======== Data listing
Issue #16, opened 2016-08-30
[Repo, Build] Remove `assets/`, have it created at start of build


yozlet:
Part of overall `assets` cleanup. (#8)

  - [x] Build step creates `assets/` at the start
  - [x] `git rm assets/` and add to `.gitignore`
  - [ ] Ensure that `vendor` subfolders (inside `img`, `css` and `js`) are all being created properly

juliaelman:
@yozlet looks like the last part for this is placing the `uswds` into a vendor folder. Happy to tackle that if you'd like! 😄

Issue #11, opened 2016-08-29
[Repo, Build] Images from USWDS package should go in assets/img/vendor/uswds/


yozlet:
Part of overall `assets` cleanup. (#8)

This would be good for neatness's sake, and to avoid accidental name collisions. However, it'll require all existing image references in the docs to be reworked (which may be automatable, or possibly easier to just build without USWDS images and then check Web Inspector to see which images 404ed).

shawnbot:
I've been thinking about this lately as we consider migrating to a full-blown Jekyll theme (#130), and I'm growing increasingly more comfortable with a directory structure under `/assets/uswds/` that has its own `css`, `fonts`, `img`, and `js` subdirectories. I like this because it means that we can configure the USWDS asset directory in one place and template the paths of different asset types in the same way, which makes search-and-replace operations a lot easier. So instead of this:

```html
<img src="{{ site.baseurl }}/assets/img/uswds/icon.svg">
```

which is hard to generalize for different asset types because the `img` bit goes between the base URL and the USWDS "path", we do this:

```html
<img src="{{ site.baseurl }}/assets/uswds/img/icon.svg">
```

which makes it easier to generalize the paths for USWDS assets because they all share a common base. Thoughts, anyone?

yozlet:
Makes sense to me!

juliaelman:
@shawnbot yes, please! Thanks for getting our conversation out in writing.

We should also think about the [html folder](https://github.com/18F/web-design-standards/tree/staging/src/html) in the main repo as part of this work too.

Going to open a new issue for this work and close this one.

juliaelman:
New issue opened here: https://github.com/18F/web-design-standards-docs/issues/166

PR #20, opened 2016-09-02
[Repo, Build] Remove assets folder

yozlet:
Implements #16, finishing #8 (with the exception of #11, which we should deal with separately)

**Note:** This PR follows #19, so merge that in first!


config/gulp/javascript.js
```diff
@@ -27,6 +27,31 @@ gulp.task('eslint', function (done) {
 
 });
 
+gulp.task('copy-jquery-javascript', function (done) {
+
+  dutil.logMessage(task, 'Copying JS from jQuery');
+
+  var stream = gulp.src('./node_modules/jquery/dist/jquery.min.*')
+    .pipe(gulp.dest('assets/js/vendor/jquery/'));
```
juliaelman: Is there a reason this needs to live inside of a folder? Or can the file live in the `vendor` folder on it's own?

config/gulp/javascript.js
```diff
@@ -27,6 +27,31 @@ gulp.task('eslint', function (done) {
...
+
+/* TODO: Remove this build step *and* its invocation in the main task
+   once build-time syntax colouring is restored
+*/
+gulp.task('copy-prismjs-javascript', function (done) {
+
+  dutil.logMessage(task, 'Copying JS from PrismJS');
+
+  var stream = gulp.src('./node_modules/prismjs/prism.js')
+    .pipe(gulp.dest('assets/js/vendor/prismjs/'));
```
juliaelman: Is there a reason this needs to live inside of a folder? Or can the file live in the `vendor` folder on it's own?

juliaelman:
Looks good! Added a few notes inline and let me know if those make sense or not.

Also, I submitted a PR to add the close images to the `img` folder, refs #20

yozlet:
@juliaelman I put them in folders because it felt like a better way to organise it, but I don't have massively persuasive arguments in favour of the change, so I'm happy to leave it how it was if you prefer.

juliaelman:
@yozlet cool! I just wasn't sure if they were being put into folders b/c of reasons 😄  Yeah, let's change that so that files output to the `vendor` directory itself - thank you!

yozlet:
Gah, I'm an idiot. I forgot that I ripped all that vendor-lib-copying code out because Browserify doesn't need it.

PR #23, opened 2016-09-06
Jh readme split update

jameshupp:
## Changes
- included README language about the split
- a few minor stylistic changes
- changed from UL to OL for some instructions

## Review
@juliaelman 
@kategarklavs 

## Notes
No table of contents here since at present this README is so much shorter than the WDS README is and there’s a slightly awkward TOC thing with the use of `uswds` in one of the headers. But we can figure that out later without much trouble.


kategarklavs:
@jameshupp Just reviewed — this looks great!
================
## Action item
Exactly as written, transcribe each line of the data.

## Answer to this problem
Issue #16, opened 2016-08-30
[Repo, Build] Remove `assets/`, have it created at start of build


yozlet:
Part of overall `assets` cleanup. (#8)

  - [x] Build step creates `assets/` at the start
  - [x] `git rm assets/` and add to `.gitignore`
  - [ ] Ensure that `vendor` subfolders (inside `img`, `css` and `js`) are all being created properly

juliaelman:
@yozlet looks like the last part for this is placing the `uswds` into a vendor folder. Happy to tackle that if you'd like! 😄

Issue #11, opened 2016-08-29
[Repo, Build] Images from USWDS package should go in assets/img/vendor/uswds/


yozlet:
Part of overall `assets` cleanup. (#8)

This would be good for neatness's sake, and to avoid accidental name collisions. However, it'll require all existing image references in the docs to be reworked (which may be automatable, or possibly easier to just build without USWDS images and then check Web Inspector to see which images 404ed).

shawnbot:
I've been thinking about this lately as we consider migrating to a full-blown Jekyll theme (#130), and I'm growing increasingly more comfortable with a directory structure under `/assets/uswds/` that has its own `css`, `fonts`, `img`, and `js` subdirectories. I like this because it means that we can configure the USWDS asset directory in one place and template the paths of different asset types in the same way, which makes search-and-replace operations a lot easier. So instead of this:

```html
<img src="{{ site.baseurl }}/assets/img/uswds/icon.svg">
```

which is hard to generalize for different asset types because the `img` bit goes between the base URL and the USWDS "path", we do this:

```html
<img src="{{ site.baseurl }}/assets/uswds/img/icon.svg">
```

which makes it easier to generalize the paths for USWDS assets because they all share a common base. Thoughts, anyone?

yozlet:
Makes sense to me!

juliaelman:
@shawnbot yes, please! Thanks for getting our conversation out in writing.

We should also think about the [html folder](https://github.com/18F/web-design-standards/tree/staging/src/html) in the main repo as part of this work too.

Going to open a new issue for this work and close this one.

juliaelman:
New issue opened here: https://github.com/18F/web-design-standards-docs/issues/166

PR #20, opened 2016-09-02
[Repo, Build] Remove assets folder

yozlet:
Implements #16, finishing #8 (with the exception of #11, which we should deal with separately)

**Note:** This PR follows #19, so merge that in first!


config/gulp/javascript.js
```diff
@@ -27,6 +27,31 @@ gulp.task('eslint', function (done) {
 
 });
 
+gulp.task('copy-jquery-javascript', function (done) {
+
+  dutil.logMessage(task, 'Copying JS from jQuery');
+
+  var stream = gulp.src('./node_modules/jquery/dist/jquery.min.*')
+    .pipe(gulp.dest('assets/js/vendor/jquery/'));
```
juliaelman: Is there a reason this needs to live inside of a folder? Or can the file live in the `vendor` folder on it's own?

config/gulp/javascript.js
```diff
@@ -27,6 +27,31 @@ gulp.task('eslint', function (done) {
...
+
+/* TODO: Remove this build step *and* its invocation in the main task
+   once build-time syntax colouring is restored
+*/
+gulp.task('copy-prismjs-javascript', function (done) {
+
+  dutil.logMessage(task, 'Copying JS from PrismJS');
+
+  var stream = gulp.src('./node_modules/prismjs/prism.js')
+    .pipe(gulp.dest('assets/js/vendor/prismjs/'));
```
juliaelman: Is there a reason this needs to live inside of a folder? Or can the file live in the `vendor` folder on it's own?

juliaelman:
Looks good! Added a few notes inline and let me know if those make sense or not.

Also, I submitted a PR to add the close images to the `img` folder, refs #20

yozlet:
@juliaelman I put them in folders because it felt like a better way to organise it, but I don't have massively persuasive arguments in favour of the change, so I'm happy to leave it how it was if you prefer.

juliaelman:
@yozlet cool! I just wasn't sure if they were being put into folders b/c of reasons 😄  Yeah, let's change that so that files output to the `vendor` directory itself - thank you!

yozlet:
Gah, I'm an idiot. I forgot that I ripped all that vendor-lib-copying code out because Browserify doesn't need it.

PR #23, opened 2016-09-06
Jh readme split update

jameshupp:
## Changes
- included README language about the split
- a few minor stylistic changes
- changed from UL to OL for some instructions

## Review
@juliaelman 
@kategarklavs 

## Notes
No table of contents here since at present this README is so much shorter than the WDS README is and there’s a slightly awkward TOC thing with the use of `uswds` in one of the headers. But we can figure that out later without much trouble.


kategarklavs:
@jameshupp Just reviewed — this looks great!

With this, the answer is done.